TASK TO COMPLETE:
Your task is to copy the stretch of lines in the records below that begins with the line containing "Issue #287, opened 2026-08-30" and ends with the line containing "time | 1.8 s |", exactly as written, with nothing added.
#### MATERIAL FOR THIS EXERCISE
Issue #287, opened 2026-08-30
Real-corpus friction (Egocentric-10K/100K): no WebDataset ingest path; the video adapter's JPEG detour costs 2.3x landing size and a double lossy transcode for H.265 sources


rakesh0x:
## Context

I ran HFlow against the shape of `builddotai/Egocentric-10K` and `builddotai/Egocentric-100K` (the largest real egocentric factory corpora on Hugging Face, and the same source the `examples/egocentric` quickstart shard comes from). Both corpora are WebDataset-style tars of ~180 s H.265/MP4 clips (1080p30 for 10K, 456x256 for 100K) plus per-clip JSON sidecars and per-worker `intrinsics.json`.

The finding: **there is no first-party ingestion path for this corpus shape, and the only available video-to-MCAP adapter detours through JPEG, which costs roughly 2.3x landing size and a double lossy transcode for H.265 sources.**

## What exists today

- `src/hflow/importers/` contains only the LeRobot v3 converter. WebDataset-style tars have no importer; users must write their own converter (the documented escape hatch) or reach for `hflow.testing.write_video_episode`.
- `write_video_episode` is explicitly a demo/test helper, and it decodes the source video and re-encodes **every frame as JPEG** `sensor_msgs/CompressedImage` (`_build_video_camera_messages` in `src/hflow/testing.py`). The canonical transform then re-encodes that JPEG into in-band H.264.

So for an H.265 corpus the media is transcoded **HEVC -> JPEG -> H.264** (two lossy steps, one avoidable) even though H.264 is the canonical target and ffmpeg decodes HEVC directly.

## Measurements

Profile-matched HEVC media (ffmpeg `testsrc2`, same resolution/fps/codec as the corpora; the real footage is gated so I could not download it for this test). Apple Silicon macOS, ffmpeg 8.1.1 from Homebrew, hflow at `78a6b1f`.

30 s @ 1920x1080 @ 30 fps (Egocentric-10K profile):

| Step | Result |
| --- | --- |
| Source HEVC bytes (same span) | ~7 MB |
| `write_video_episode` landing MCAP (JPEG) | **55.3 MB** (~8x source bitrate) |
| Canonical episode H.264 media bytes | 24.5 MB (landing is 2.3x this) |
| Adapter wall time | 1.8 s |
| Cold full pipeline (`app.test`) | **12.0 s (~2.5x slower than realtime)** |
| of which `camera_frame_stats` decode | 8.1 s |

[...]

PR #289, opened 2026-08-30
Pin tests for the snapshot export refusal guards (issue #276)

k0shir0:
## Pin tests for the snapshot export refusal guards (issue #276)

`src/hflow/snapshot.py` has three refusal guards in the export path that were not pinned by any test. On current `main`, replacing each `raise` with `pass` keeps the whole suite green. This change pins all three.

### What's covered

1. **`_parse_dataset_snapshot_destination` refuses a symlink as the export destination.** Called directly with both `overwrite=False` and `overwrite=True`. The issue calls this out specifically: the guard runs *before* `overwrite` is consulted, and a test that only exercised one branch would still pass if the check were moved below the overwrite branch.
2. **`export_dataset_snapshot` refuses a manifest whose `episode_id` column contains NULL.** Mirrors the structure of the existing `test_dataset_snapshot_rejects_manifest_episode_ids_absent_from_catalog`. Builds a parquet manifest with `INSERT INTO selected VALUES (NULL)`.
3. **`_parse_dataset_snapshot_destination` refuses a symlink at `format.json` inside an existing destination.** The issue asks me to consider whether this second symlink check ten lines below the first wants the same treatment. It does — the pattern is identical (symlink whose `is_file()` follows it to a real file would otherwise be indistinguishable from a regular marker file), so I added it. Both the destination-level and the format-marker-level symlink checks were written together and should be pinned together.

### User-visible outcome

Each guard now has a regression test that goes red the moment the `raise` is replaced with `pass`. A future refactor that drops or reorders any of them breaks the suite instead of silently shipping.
########
#### MATERIAL FOR THIS EXERCISE
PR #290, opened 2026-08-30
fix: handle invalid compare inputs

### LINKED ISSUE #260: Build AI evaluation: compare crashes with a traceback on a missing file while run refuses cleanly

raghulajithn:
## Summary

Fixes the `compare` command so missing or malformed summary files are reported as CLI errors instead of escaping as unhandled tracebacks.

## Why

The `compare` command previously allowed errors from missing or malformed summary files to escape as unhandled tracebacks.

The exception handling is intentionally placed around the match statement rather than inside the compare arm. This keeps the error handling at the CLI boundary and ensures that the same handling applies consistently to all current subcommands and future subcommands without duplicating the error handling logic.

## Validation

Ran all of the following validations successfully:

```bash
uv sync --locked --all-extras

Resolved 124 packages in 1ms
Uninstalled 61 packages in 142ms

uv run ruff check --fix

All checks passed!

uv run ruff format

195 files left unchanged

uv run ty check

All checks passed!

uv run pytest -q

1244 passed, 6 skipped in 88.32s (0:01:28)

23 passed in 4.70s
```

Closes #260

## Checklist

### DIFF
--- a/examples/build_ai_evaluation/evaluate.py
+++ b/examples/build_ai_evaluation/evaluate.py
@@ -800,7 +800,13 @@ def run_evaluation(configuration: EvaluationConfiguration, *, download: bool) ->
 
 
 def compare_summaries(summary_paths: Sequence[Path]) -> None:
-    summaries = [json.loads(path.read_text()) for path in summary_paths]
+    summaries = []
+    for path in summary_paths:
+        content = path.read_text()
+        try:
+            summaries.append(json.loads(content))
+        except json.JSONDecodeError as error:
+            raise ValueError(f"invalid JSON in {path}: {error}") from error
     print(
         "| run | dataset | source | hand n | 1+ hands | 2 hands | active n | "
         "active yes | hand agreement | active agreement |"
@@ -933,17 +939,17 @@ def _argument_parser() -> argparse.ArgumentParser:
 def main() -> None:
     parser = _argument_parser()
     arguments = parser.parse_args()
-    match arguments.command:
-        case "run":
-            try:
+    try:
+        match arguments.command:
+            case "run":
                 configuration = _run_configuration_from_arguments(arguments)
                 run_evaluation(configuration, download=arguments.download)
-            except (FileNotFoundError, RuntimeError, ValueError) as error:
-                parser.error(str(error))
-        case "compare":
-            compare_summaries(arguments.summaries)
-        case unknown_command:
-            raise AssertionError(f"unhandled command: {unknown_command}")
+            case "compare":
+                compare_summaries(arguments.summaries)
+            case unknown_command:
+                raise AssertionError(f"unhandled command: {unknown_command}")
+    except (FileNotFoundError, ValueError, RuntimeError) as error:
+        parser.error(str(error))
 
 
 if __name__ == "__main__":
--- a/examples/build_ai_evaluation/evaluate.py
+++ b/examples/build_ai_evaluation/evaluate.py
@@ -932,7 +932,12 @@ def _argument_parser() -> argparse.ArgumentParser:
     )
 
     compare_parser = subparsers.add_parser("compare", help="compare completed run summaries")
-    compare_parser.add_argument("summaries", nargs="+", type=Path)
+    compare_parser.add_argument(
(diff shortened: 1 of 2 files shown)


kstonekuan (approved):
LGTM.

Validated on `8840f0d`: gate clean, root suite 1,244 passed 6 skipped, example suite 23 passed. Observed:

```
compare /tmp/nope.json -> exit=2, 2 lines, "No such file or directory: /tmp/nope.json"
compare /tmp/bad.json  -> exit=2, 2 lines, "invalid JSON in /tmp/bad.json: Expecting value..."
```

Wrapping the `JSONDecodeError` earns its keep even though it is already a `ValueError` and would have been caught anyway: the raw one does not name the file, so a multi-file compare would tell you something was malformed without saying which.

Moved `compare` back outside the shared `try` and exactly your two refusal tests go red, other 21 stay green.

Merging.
########
#### MATERIAL FOR THIS EXERCISE
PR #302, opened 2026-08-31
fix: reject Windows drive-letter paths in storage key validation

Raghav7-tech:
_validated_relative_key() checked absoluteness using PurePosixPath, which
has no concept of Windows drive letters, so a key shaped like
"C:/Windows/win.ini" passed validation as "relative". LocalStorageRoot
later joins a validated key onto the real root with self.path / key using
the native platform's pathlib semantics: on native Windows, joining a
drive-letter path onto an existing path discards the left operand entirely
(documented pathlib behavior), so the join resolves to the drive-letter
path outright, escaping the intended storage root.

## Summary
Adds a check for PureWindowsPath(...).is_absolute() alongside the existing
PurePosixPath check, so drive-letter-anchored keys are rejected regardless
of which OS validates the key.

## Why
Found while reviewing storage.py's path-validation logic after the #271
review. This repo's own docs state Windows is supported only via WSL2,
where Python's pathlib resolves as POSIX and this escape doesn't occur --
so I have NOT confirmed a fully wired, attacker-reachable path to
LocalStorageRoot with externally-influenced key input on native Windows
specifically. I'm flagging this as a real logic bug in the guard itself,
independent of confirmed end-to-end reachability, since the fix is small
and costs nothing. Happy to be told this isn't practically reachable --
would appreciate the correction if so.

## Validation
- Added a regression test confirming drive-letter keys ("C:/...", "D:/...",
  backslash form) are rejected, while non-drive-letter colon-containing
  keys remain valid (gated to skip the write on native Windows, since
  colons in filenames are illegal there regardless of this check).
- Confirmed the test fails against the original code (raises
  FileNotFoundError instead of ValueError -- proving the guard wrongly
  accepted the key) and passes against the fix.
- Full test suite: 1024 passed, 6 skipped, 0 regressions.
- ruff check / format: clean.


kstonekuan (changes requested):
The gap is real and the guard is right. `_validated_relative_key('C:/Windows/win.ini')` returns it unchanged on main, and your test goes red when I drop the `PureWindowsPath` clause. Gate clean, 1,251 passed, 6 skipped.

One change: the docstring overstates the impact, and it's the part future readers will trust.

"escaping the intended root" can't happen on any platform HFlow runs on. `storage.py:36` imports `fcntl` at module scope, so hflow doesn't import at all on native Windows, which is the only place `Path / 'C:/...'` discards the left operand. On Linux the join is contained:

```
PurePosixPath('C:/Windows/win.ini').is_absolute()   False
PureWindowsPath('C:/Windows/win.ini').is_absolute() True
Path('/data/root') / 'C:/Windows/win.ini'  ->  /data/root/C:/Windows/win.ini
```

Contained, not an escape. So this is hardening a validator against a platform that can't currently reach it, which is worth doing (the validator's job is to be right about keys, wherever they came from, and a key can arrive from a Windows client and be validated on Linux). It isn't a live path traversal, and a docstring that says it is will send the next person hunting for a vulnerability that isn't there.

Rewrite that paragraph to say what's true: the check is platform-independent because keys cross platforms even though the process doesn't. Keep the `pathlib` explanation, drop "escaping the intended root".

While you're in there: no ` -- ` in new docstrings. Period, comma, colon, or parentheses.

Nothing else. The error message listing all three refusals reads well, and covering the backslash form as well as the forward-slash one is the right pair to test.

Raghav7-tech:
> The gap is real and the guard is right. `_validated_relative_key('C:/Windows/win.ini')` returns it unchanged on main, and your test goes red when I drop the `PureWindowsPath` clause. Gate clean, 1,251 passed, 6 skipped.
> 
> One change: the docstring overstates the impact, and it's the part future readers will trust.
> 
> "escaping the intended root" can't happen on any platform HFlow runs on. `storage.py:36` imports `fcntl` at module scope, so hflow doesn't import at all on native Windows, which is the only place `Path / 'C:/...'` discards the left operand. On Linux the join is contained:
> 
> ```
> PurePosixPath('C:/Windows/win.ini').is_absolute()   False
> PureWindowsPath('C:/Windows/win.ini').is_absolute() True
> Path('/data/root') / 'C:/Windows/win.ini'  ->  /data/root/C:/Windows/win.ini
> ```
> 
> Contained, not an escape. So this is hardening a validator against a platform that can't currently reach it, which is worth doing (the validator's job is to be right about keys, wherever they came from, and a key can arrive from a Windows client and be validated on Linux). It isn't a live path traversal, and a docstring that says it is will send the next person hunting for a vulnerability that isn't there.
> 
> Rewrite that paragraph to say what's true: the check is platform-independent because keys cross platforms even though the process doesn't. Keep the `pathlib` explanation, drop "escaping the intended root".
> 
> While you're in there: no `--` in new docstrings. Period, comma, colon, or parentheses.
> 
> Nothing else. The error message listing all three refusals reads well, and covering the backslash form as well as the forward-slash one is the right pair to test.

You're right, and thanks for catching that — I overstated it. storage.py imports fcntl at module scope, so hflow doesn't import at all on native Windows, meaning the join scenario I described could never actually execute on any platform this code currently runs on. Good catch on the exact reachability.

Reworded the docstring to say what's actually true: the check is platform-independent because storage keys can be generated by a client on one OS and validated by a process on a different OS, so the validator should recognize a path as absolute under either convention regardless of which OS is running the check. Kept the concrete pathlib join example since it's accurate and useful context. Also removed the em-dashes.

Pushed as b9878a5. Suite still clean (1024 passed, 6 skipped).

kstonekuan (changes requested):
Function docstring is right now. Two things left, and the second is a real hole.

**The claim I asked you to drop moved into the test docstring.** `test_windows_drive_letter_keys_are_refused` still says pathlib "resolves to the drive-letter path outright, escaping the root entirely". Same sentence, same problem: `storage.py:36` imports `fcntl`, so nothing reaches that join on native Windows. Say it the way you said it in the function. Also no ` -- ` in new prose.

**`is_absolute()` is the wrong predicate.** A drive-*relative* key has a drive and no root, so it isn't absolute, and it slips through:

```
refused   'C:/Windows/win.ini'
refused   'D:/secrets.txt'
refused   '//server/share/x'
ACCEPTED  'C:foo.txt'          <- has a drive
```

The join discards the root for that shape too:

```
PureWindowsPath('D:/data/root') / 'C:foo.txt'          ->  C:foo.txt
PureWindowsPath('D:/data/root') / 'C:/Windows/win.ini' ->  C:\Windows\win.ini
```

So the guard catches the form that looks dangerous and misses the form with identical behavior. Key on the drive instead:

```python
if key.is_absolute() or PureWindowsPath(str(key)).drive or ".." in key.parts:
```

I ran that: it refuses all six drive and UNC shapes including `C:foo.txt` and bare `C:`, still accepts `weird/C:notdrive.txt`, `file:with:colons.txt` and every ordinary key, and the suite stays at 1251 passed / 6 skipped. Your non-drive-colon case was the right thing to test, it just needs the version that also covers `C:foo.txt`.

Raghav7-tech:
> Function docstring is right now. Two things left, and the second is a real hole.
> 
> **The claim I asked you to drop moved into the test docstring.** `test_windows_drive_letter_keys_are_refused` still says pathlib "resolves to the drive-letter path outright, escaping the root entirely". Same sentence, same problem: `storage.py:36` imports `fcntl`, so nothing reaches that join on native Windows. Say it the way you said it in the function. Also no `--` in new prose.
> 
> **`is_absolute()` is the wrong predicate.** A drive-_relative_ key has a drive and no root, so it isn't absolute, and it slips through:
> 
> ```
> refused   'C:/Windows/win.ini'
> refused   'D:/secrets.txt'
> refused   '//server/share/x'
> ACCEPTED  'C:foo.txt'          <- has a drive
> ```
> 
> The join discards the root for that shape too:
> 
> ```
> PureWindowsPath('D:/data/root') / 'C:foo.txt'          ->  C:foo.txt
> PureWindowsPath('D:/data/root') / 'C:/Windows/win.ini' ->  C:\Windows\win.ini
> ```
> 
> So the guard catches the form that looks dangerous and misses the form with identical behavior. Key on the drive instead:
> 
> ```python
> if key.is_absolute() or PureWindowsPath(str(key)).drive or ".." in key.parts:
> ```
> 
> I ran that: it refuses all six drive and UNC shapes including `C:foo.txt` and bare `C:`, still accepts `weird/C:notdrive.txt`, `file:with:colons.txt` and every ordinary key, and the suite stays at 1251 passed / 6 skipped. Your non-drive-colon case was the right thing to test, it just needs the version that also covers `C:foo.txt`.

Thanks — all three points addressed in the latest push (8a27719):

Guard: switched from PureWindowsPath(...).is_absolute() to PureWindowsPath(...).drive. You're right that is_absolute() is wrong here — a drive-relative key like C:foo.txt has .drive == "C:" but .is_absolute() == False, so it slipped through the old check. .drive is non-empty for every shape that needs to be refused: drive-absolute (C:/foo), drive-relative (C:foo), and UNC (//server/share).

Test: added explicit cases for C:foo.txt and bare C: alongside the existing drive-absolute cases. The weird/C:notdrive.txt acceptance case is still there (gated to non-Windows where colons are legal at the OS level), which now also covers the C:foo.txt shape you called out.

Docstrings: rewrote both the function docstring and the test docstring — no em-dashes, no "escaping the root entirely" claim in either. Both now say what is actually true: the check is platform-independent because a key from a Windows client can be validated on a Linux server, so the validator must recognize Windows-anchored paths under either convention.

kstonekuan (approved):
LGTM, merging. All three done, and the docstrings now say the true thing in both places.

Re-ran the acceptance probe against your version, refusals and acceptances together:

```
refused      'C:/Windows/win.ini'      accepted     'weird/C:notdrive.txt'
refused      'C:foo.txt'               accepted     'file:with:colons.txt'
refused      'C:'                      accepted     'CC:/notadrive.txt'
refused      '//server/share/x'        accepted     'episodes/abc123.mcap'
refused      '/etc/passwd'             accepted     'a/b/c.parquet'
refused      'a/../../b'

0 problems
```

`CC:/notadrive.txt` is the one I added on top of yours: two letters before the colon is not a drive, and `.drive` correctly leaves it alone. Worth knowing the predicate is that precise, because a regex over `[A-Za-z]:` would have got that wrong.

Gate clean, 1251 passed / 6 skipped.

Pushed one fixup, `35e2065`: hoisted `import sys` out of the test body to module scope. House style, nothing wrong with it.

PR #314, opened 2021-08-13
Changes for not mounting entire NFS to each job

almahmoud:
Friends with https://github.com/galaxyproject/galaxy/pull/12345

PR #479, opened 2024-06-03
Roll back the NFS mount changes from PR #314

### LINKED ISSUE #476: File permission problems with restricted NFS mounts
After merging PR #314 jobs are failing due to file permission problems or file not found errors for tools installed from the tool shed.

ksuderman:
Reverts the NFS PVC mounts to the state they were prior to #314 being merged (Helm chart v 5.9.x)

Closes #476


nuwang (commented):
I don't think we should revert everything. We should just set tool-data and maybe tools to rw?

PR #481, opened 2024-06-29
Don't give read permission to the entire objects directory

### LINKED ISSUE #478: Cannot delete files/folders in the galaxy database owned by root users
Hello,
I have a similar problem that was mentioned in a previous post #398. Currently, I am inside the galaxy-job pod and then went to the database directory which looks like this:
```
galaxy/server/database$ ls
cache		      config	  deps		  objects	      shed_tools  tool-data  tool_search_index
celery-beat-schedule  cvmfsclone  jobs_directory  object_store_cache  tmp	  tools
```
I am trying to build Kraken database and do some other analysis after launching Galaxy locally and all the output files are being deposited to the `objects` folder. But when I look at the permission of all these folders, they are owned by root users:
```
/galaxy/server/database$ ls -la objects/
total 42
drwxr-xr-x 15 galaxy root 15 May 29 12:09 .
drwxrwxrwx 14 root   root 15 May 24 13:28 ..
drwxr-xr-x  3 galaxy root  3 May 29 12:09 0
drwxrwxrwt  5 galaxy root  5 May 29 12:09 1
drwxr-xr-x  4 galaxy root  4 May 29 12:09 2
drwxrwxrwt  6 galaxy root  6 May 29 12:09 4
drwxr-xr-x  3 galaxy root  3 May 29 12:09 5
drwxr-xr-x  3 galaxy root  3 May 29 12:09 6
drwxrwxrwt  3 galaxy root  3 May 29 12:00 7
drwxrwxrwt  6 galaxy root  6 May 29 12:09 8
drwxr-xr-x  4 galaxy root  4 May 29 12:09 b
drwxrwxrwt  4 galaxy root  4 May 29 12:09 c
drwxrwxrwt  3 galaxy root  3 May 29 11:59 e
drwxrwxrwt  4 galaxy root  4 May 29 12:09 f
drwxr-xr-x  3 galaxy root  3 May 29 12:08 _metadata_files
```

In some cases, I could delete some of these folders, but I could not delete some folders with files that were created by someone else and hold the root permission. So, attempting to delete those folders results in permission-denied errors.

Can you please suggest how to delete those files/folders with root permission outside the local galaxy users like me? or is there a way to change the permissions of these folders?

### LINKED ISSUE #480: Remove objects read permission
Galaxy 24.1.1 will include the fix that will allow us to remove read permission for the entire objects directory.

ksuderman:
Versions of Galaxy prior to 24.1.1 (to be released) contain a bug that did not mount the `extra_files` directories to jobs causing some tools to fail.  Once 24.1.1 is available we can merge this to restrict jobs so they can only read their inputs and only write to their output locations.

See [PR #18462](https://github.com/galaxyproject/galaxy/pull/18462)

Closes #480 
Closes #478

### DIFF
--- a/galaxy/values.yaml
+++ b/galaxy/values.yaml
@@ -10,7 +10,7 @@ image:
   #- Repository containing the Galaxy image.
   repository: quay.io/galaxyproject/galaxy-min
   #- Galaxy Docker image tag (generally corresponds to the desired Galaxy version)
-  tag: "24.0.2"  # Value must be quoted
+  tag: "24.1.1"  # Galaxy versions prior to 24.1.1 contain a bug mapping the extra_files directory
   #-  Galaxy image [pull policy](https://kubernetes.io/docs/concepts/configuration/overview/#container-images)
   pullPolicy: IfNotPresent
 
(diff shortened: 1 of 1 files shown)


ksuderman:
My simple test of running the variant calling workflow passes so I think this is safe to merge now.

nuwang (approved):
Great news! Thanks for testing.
########
TASK OUTPUT:
Issue #287, opened 2026-08-30
Real-corpus friction (Egocentric-10K/100K): no WebDataset ingest path; the video adapter's JPEG detour costs 2.3x landing size and a double lossy transcode for H.265 sources


rakesh0x:
## Context

I ran HFlow against the shape of `builddotai/Egocentric-10K` and `builddotai/Egocentric-100K` (the largest real egocentric factory corpora on Hugging Face, and the same source the `examples/egocentric` quickstart shard comes from). Both corpora are WebDataset-style tars of ~180 s H.265/MP4 clips (1080p30 for 10K, 456x256 for 100K) plus per-clip JSON sidecars and per-worker `intrinsics.json`.

The finding: **there is no first-party ingestion path for this corpus shape, and the only available video-to-MCAP adapter detours through JPEG, which costs roughly 2.3x landing size and a double lossy transcode for H.265 sources.**

## What exists today

- `src/hflow/importers/` contains only the LeRobot v3 converter. WebDataset-style tars have no importer; users must write their own converter (the documented escape hatch) or reach for `hflow.testing.write_video_episode`.
- `write_video_episode` is explicitly a demo/test helper, and it decodes the source video and re-encodes **every frame as JPEG** `sensor_msgs/CompressedImage` (`_build_video_camera_messages` in `src/hflow/testing.py`). The canonical transform then re-encodes that JPEG into in-band H.264.

So for an H.265 corpus the media is transcoded **HEVC -> JPEG -> H.264** (two lossy steps, one avoidable) even though H.264 is the canonical target and ffmpeg decodes HEVC directly.

## Measurements

Profile-matched HEVC media (ffmpeg `testsrc2`, same resolution/fps/codec as the corpora; the real footage is gated so I could not download it for this test). Apple Silicon macOS, ffmpeg 8.1.1 from Homebrew, hflow at `78a6b1f`.

30 s @ 1920x1080 @ 30 fps (Egocentric-10K profile):

| Step | Result |
| --- | --- |
| Source HEVC bytes (same span) | ~7 MB |
| `write_video_episode` landing MCAP (JPEG) | **55.3 MB** (~8x source bitrate) |
| Canonical episode H.264 media bytes | 24.5 MB (landing is 2.3x this) |
| Adapter wall time | 1.8 s |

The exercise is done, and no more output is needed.